"""

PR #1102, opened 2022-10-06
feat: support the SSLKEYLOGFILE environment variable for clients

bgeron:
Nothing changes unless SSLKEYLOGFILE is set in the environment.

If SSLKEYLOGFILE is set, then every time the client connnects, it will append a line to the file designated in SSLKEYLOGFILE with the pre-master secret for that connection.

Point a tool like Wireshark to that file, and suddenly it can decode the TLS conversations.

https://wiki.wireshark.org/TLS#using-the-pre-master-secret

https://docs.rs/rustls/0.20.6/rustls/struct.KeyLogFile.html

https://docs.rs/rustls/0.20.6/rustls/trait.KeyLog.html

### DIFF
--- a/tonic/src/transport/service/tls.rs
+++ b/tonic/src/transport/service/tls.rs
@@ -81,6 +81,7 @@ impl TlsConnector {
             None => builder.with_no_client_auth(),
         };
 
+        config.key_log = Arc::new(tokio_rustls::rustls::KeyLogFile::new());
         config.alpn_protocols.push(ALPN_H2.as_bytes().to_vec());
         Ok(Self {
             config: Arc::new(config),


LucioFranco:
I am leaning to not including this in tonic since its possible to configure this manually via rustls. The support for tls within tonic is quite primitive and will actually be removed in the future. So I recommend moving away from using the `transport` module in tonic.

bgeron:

"""
"""

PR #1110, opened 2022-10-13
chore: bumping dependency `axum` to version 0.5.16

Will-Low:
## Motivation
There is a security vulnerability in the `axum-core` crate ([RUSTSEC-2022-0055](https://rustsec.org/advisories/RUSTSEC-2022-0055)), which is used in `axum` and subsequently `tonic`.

"""
"""

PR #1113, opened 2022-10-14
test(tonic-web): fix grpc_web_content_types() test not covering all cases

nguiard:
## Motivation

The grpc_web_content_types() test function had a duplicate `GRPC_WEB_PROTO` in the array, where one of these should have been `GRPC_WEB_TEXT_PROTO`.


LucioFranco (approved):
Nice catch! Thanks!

"""

* ASSIGNMENT *
There is a run of lines above from the one with "test(tonic-web): fix grpc_web_content_types()" to the one with "Nice catch! Thanks!"; print exactly that run, both ends included, and nothing else.

* WRITTEN REPLY *
test(tonic-web): fix grpc_web_content_types() test not covering all cases

nguiard:
## Motivation

The grpc_web_content_types() test function had a duplicate `GRPC_WEB_PROTO` in the array, where one of these should have been `GRPC_WEB_TEXT_PROTO`.


LucioFranco (approved):
Nice catch! Thanks!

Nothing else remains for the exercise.